Maymun çiçeği virüsünden nasıl korunulur?
Yüksek riskli ve önlemsiz temaslardan kaçınılması gerektiği uzmanlar tarafından sıkça tekrarlanıyor. Bunların arasında oda arkadaşları, cinsel partnerler, yakın temasta olan kişiler ve hastayla ilgilenen sağlık çalışanları yer alıyor. İngiltere’de virüsten korunmak adına eşcinsel erkeklere ve birden fazla partneri olan kişilere yönelik bir bilinçlendirme kampanyası da düzenlenecek.
Aynı evde yaşayanların yüzeyleri, kıyafetleri ve mutfak eşyalarını düzenli olarak temizlemesi de oldukça önemli kabul ediliyor. Çünkü son araştırmalara göre CNBC kanalına konuşan Dr. Scott Gottlieb, virüsün insan vücudu dışında da çok dayanıklı olduğunu ve battaniye gibi eşyalar üzerinde yaşayabildiğini, bu sebeple vakaların görüldüğü yerlerde insanların kıyafet denemekten vazgeçmesi gibi sahneler yaşanabileceğini söyledi.

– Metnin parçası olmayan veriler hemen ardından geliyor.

Issue #24907, opened 2020-07-23
Add support for `isolated` functions


MaryamZi:
**Description:**
Spec issue - https://github.com/ballerina-platform/ballerina-spec/issues/145
Proposal - https://github.com/ballerina-platform/ballerina-spec/blob/master/lang/proposals/isolated/isolated.md

PR #25423, opened 2020-08-26
Introduce support for isolated functions

MaryamZi:
## Purpose
$title.

Fixes https://github.com/ballerina-platform/ballerina-lang/issues/24907

## Approach
A new phase is introduced for isolation function validation and inferring. In addition, the type checker now takes into account the `isolated` flag.

## Remarks
Pending tasks - support `isolated` with function type descriptors and anonymous functions. https://github.com/ballerina-platform/ballerina-lang/issues/25565

## Check List 
- [ ] Updated Change Log
- [ ] Added necessary tests
  - [x] Unit Tests
  - [ ] Spec Conformance Tests
  - [ ] Integration Tests
- [ ] Increased Test Coverage   
  - [ ] API documentation 
  - [ ] Ballerina By Examples


compiler/ballerina-parser/src/main/java/io/ballerinalang/compiler/internal/parser/BallerinaParser.java
```diff
@@ -4694,6 +4701,9 @@ private STNode parseFunctionQualifiers(ParserRuleContext context, List<STNode> q
                 case RESOURCE_KEYWORD:
                     qualifier = parseResourceKeyword();
                     break;
+                case ISOLATED_KEYWORD:
+                    qualifier = parseIsolatedKeyword();
```
rdulmina, line 4705: Since we r seeing isolated keyword we can directly consume it. So we can use `consume()` here. Other places will also be changed to consume() in future :-)

MaryamZi: Ack, fixed just this for now with becd1b0, thanks!

compiler/ballerina-lang/src/main/java/org/wso2/ballerinalang/compiler/util/diagnotic/DefaultDiagnosticListener.java
```diff
@@ -44,6 +44,7 @@ public void received(Diagnostic diagnostic) {
                 console.println("warning: " + pos + " " + diag.msg);
                 break;
             case NOTE:
+                // console.println("note: " + pos + " " + diag.msg);
```
dulvinw, line 47: Looks like committed by mistake?

MaryamZi: This is actually to help stdlib folks to identify which functions can be marked as isolated. As discussed during the meeting, we can alternatively make this a warning, the issue with that though is that the build fails unless we special case that warning too.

Çiçek aşısı hastalıktan korur mu?
Maymun çiçeği hastalığı için yaygın kullanılan bir ilaçlar veya spesifik bir tedavisi olmasada da vakalar şimdiye kadar sidofovir, brinsidofovir gibi etken maddeli ilaçlarla kontrol altına alındı.

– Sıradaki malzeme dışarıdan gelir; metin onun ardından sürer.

PR #25473, opened 2020-08-27
Fix query join spec deviations

### LINKED ISSUE #25152: Re-visit ballerina query joins for spec-deviations
**Description:**
We need to fix the following:

1. Joins should adhere to the following grammar. However, the current implementation seems to have an optional join-on-condition, where spec says it's mandatory.
```
join-clause := "join" typed-binding-pattern "in" expression join-on-condition
join-on-condition := "on" expression "equals" expression
```
2. Join internals must be based on hashtables. However, the current implementation uses a cartesian product with filtering (by re-using nested from with where clause filtering). 

**Steps to reproduce:**
n/a

**Affected Versions:**
slp2

n/a

- https://github.com/ballerina-platform/ballerina-spec/issues/435
- https://github.com/ballerina-platform/ballerina-spec/issues/581

grainier:
## Purpose
$title. Ref [1] & [2].

Fixes #25152

## Approach
n/a

## Samples
n/a

## Remarks
[1] https://github.com/ballerina-platform/ballerina-lang/issues/25152
[2]https://github.com/ballerina-platform/ballerina-spec/issues/581

## Check List 
- [ ] Updated Change Log
- [x] Added necessary tests
  - [x] Unit Tests
  - [ ] Spec Conformance Tests
  - [ ] Integration Tests
- [ ] Increased Test Coverage   
  - [ ] API documentation 
  - [ ] Ballerina By Examples


compiler/ballerina-parser/src/main/java/io/ballerinalang/compiler/internal/parser/BallerinaParser.java
```diff
@@ -9486,16 +9502,8 @@ private STNode parseJoinClause(boolean isRhsExpr) {
         // allow-actions flag is always false, since there will not be any actions
         // within the from-clause, due to the precedence.
         STNode expression = parseExpression(OperatorPrecedence.QUERY, isRhsExpr, false);
+        STNode onCondition = parseOnClause(isRhsExpr);
         endContext();
```
lochana-chathura, line 9506: Shall we end the join-clause context before parsing the on-clause. like we had earlier?

* Since we already have a expr parsing(L9504) within join-clause context, cannot parse another expr under the same parent context as there would be an ambiguity. 
* In the error handler get next rule for the expression-rhs when the parent ctx is  `join-clause` includes on-clause as an alternative path. 
* Consider recovery for, `from int a in b join int d in e on <missing expr> select f`
after recoverying the missing expr, error handler will then check on-clause as the next rule. 
i.e could have two on-clauses after recovery

compiler/ballerina-parser/src/main/java/io/ballerinalang/compiler/internal/parser/BallerinaParserErrorHandler.java
```diff
@@ -2730,6 +2730,8 @@ private ParserRuleContext getNextRuleForKeywords(ParserRuleContext currentCtx, i
                     return ParserRuleContext.CONFLICT_KEYWORD;
                 } else if (parentCtx == ParserRuleContext.QUERY_EXPRESSION) {
                     return ParserRuleContext.EXPRESSION;
+                } else if (parentCtx == ParserRuleContext.JOIN_CLAUSE) {
+                    return ParserRuleContext.EXPRESSION;
```
lochana-chathura, line 2734: This is related to above comment. Since we end the join-clause ctx for on-clause we don't need this if condition. 
next rule will be taken as expresssion under `QUERY_EXPRESSION` parent context in L2731-L2732

lochana-chathura:
https://github.com/ballerina-platform/ballerina-lang/blob/166255cf5a1feedc6982ae5c4b43f3f12f5f4a11/compiler/ballerina-parser/src/main/java/io/ballerinalang/compiler/internal/parser/BallerinaParserErrorHandler.java#L2106-L2112

This is where we have made the on-clause optional.  We check if the next keyword is on-keyword then give the next rule as `ON_CLAUSE`. In order to make it not optional can remove this if-else check and give next rule as `ON_CLAUSE` directly.

compiler/ballerina-parser/src/main/java/io/ballerinalang/compiler/internal/parser/BallerinaParser.java
lochana-chathura: Pleas update the doc comment above this method indicating optional on-clause as well

lochana-chathura:
Let's move 
* https://github.com/ballerina-platform/ballerina-lang/blob/166255cf5a1feedc6982ae5c4b43f3f12f5f4a11/compiler/ballerina-parser/src/test/java/io/ballerinalang/compiler/parser/test/syntax/expressions/QueryExpressionTest.java#L89
* https://github.com/ballerina-platform/ballerina-lang/blob/166255cf5a1feedc6982ae5c4b43f3f12f5f4a11/compiler/ballerina-parser/src/test/java/io/ballerinalang/compiler/parser/test/syntax/expressions/QueryExpressionTest.java#L96

above test cases to recovery section as they are not valid syntax anymore!

compiler/ballerina-parser/src/main/java/io/ballerinalang/compiler/internal/parser/BallerinaParser.java
grainier: According to the spec, on-clause is part of the join clause. So I assumed context should be closed ones everything is parsed. I'm confused here on what is `context` and how it works. Is there documentation which I can refer to?

grainier: Spec says follows, and according to that `equals` is only valid within a join. So, If we close the join context before finishing up with the `join-on-condition`, how are we suppose to know, for example `on expression` should followed by an `equals`?

```
join-clause := "join" typed-binding-pattern "in" expression join-on-condition
join-on-condition := "on" expression "equals" expression
```

lochana-chathura:
Had a discussion with @grainier. In this PR we will keep implicit recovery of `equals` keyword in the ballerinaParserErrorhandler and will implement explicit recovery rules for `equals` in a separate PR.

grainier:
@lochana-chathura thank you for helping out with error recovery. As discussed, I've created https://github.com/ballerina-platform/ballerina-lang/issues/25542 to keep track of implementing explicit recovery rules for equals.

mohanvive (approved):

DSÖ, Afrika'daki tecrübelerden yola çıkarak çiçek aşısının maymun çiçeğinden yüzde 85'e kadar koruma sağlayacağını bildirdi. Fakat çiçek aşısı, hastalığın dünya genelinde sonlanması nedeniyle 1980'den beri uygulanmıyor. Dolayısıyla şu an çiçek aşısı yapılanlar 40-50 yaş üzeri kişilerden oluşuyor. Aradan uzun süre geçmesi ise koruyuculuğun düzeyine ilişkin endişelere sebep oluyor.

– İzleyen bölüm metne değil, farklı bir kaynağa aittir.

PR #25524, opened 2020-08-28
Improve the symbol lookup method in the semantic API

pubudu91:
## Purpose
This PR introduces a number of changes to the compiler FE in order to make it easier to filter the symbols when using the semantic API. 

## Approach
- Add and persist information about the origin of the symbol. e.g., is it coming from a source or a BIR
- Add and persist position information for public constructs
- In the symbol lookup API implementation, use the above info to filter out the relevant symbols

## Remarks
Opened #25607 to keep track of the issue of excluding the symbol currently being defined when the cursor position is in a var definition statement.

## Check List 
- [ ] Updated Change Log
- [x] Added necessary tests
  - [x] Unit Tests
  - [ ] Spec Conformance Tests
  - [ ] Integration Tests
- [ ] Increased Test Coverage   
  - [ ] API documentation 
  - [ ] Ballerina By Examples


compiler/ballerina-compiler-api/src/main/java/org/ballerina/compiler/impl/BallerinaSemanticModel.java
```diff
@@ -71,12 +80,19 @@ public BallerinaSemanticModel(BLangCompilationUnit compilationUnit, BLangPackage
         Map<Name, List<Scope.ScopeEntry>> scopeSymbols =
                 symbolResolver.getAllVisibleInScopeSymbols(lookupVisitor.lookUp(this.compilationUnit));
 
-        for (Entry<Name, List<ScopeEntry>> entry : scopeSymbols.entrySet()) {
+        DiagnosticPos cursorPos = new DiagnosticPos(new BDiagnosticSource(bLangPackage.packageID, compilationUnit.name),
```
nadeeshaan, line 83: is it possible to handle the cursor position without converting to a diagnostic position?

compiler/ballerina-compiler-api/src/main/java/org/ballerina/compiler/impl/BallerinaSemanticModel.java
```diff
@@ -99,4 +115,16 @@ public BallerinaSemanticModel(BLangCompilationUnit compilationUnit, BLangPackage
     public List<Diagnostic> diagnostics(TextRange range) {
         return new ArrayList<>();
     }
+
+    private boolean isSymbolInUserProject(BSymbol symbol, DiagnosticPos cursorPos) {
+        return symbol.origin == SOURCE &&
+                (cursorPos.compareTo(symbol.pos) > SYMBOL_POSITION ||
```
rasika, line 121: Apparently `SYMBOL_POSITION` constant is redundant and the name is misleading here. Shall we just use `0` for the clarity.

compiler/ballerina-compiler-api/src/main/java/org/ballerina/compiler/impl/symbols/BallerinaModule.java
```diff
@@ -71,9 +74,10 @@ protected BallerinaModule(String name, PackageID moduleID, BPackageSymbol packag
         List<FunctionSymbol> functions = new ArrayList<>();
         for (Map.Entry<Name, ScopeEntry> entry : this.packageSymbol.scope.entries.entrySet()) {
             ScopeEntry scopeEntry = entry.getValue();
-            if (scopeEntry.symbol instanceof BInvokableSymbol &&
-                    (scopeEntry.symbol.flags & Flags.PUBLIC) == Flags.PUBLIC &&
-                    scopeEntry.symbol.kind != org.ballerinalang.model.symbols.SymbolKind.ERROR_CONSTRUCTOR) {
+            if (scopeEntry.symbol != null
+                    && scopeEntry.symbol.kind == org.ballerinalang.model.symbols.SymbolKind.FUNCTION
```
rasika, line 78: Any specific reason to use FQCN `org.ballerinalang.model.symbols.SymbolKind.FUNCTION` here? or else shall we just use `SymbolKind.FUNCTION` for better readability

compiler/ballerina-compiler-api/src/main/java/org/ballerina/compiler/impl/BallerinaSemanticModel.java
pubudu91: Will see. Did this conversion to make it easier to compare the user provided line position with the positions in `BSymbol`

compiler/ballerina-compiler-api/src/main/java/org/ballerina/compiler/impl/BallerinaSemanticModel.java
pubudu91: Yeah, I agree the name doesn't reflect the actual position of the symbol. Thought of introducing a constant instead of using `0` since the use of `0` kinda seemed to make it a bit unclear what that comparison is about

compiler/ballerina-compiler-api/src/main/java/org/ballerina/compiler/impl/symbols/BallerinaModule.java
pubudu91: There's `SymbolKind` class in the API package too. So had to use the FQ name to refer to the one in the lang module

compiler/ballerina-compiler-api/build.gradle
```diff
@@ -27,6 +27,11 @@ dependencies {
 
     testCompile 'org.testng:testng'
     testCompile project(path: ':ballerina-test-utils', configuration: 'shadow')
+    testCompile project(':ballerina-io')
```
MaryamZi, line 30: Can we test without `ballerina/io`? Just wondering if we have the requirement for this to be independent of stdlib modules.

compiler/ballerina-lang/src/main/java/org/ballerinalang/model/symbols/SymbolOrigin.java
```diff
@@ -0,0 +1,107 @@
...
+        }
+    },
+
+    /**
+     * These are symbols for which there is a corresponding construct in the source file written by the user.
+     */
+    SOURCE {
+        @Override
+        public SymbolOrigin toBIROrigin() {
+            return COMPILED_SOURCE;
```
MaryamZi, line 49: Is this correct or should this be `SOURCE`?

compiler/ballerina-compiler-api/src/main/java/org/ballerina/compiler/impl/BallerinaModuleID.java
```diff
@@ -66,4 +66,24 @@ public String toString() {
...
+    public boolean equals(Object obj) {
+        if (this == obj) {
+            return true;
+        }
+
+        if (obj == null || getClass() != obj.getClass()) {
+            return false;
+        }
+
+        // TODO: Improve this
```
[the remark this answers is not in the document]
pubudu91: Yes, planning on fixing these in this PR itself.

compiler/ballerina-compiler-api/build.gradle
pubudu91: This is just for the tests. That should be fine right?

compiler/ballerina-lang/src/main/java/org/ballerinalang/model/symbols/SymbolOrigin.java
pubudu91: This is the intended value. The idea was to set a symbol's origin to `COMPILED_SOURCE` if it's coming from the BIR. So any `SOURCE` symbols become `COMPILED_SOURCE` symbols once the compilation is finished.

MaryamZi: Would a comment explaining this help?

compiler/ballerina-compiler-api/build.gradle
MaryamZi: Even that we usually try to avoid, right? Wouldn't it be an issue with the stdlib migration anyway?

pubudu91: Yeah, had a chat with Supun as well. Will replace this with a balo test.

compiler/ballerina-lang/src/main/java/org/wso2/ballerinalang/compiler/semantics/analyzer/SemanticAnalyzer.java
```diff
@@ -1493,7 +1497,7 @@ private boolean isRestDetailBindingAvailable(BLangErrorVariable errorVariable) {
 
     private BTypeSymbol createTypeSymbol(int type) {
         return new BTypeSymbol(type, Flags.PUBLIC, Names.EMPTY, env.enclPkg.packageID,
-                               null, env.scope.owner, symTable.builtinPos); // TODO: Check with Dhananjaya
+                               null, env.scope.owner, symTable.builtinPos, VIRTUAL); // TODO: Check with Dhananjaya
```
SupunS, line 1500: Shall we convert these TODOs to issues, and remove the comments?
Having people references in a public code-base is a bit weird.

compiler/ballerina-compiler-api/src/main/java/org/ballerina/compiler/impl/BallerinaSemanticModel.java
pubudu91: This basically compares whether the cursor position is before or after the position of a given symbol

compiler/ballerina-lang/src/main/java/org/ballerinalang/model/symbols/SymbolOrigin.java
pubudu91: Ack, will add a comment

compiler/ballerina-compiler-api/src/main/java/org/ballerina/compiler/impl/BallerinaSemanticModel.java
SupunS: Oh okay. So this is an object compare.
I also feel `0` is more natural in that case.

SupunS (approved):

Maymun çiçeğinin tedavisi var mı?
Maymun çiçeği virüsü enfeksiyonu için kanıtlanmış, güvenli bir tedavi yöntemi henüz yok. Salgınını kontrol etmek amacıyla çiçek hastalığı aşısı, antiviraller ve aşı immün globulini (VIG) kullanılabileceği uzmanlar tarafından verilen bilgiler arasında. Belirtileri en aza indirgemen için, dermatolog eşliğinde deri döküntülerinin tedavisi de yapılabiliyor.